Issue #1076, opened 2025-12-15
Pastas naming conventions


martinvonk:
### Describe the task
Make sure we are consistent with Pastas naming conventions

raoulcollenteur:
This is an Issue not a PR ;-)

martinvonk:
Found another one in the timeseries utils where we use both `index` and `tindex` for a `pandas.DatetimeIndex`

raoulcollenteur:
Guess we can close this after merging the last PR

PR #1277, opened 2026-07-16
Rename `index` argument to `tindex` for DatetimeIndex

martinvonk:
# Short description
Fix for DatetimeIndex that we call `index` and `tindex` across the codebase.

- [x] closes issue #1076


martinvonk:
I did not add a deprecation here because it is relatively new @rubencalje. Is that fine by you?

rubencalje:
> I did not add a deprecation here because it is relatively new @rubencalje. Is that fine by you?

fine

rubencalje (approved):

PR #1278, opened 2026-07-16
Support the old way to add a stressmodel/noisemodel/transform/constant/solver again

rubencalje:
# Short description
This PR makes sure the changes in PR #1270 are backwards compatible. So a stressmodel/noisemodel/transform/constant/solver can be generated without specifying the Pastas Model as the first argument, and ml.add_stressmodel, ml.add_noisemodel, etc function again. With both functionalities, the user will be shown a warning, that together will inform the user of the new way to add these model elements (by specifying the model as the first argument).

- [x] a test is added to test the old way of adding a stressmodel: `test_add_stressmodel_indirectly`

### DIFF
--- a/pastas/decorators.py
+++ b/pastas/decorators.py
@@ -130,18 +130,15 @@ def check_argument_model(function: Callable) -> Callable:
 
     @wraps(function)
     def _make_model_component(self, *args, **kwargs):
-        if args:
-            from pastas.model import Model
-
-            ml = args[0]
-            if not isinstance(ml, Model):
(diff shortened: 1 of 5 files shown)


rubencalje:
Hmm, because I am not tagetting the dev-branch, but the other PR, the test are not running. @raoulcollenteur, if you are ok with these changes, maybe we can merge it and then I fix possible broken tests in your PR?

raoulcollenteur (approved):
Should be 2.4 I think but let's change that in the other PR.

PR #1284, opened 2026-07-17
Move notebook execution from ReadTheDocs to GitHub Actions

### LINKED ISSUE #1259: Pass artifacts from GH Action to RTD
### Describe the task

We are now running the notebooks both on GH Actions and RTD. This doesn't make any sense, so we should figure out how to pass on the results from GHA to RTD. @dbrakenhoff mentioned this is how flops does it as well so we can take a look at that.

raoulcollenteur:
## Summary

Move notebook execution from ReadTheDocs to GitHub Actions to avoid duplicate execution.

## Changes

- **New workflow**: `.github/workflows/execute_notebooks.yml` executes all example and benchmark notebooks in GitHub Actions and uploads them as artifacts
- **Updated `doc/conf.py`**: Added `rtds_action` extension and disabled notebook execution in RTD (`nb_execution_mode = "off"`)
- **Updated `.readthedocs.yaml`**: Added `rtds_action` dependency and `GITHUB_TOKEN` environment variable
- **Updated `pyproject.toml`**: Added `rtds_action` to RTD dependencies and updated tox `all` environment to exclude notebooks
- **Updated `test_unit_pytest.yml`**: Updated job name to reflect that notebooks are now excluded

## How It Works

● **Action item**: Pull out all lines of the data with the string "tindex".

● **Output of the exercise**:
Found another one in the timeseries utils where we use both `index` and `tindex` for a `pandas.DatetimeIndex`
Rename `index` argument to `tindex` for DatetimeIndex
Fix for DatetimeIndex that we call `index` and `tindex` across the codebase.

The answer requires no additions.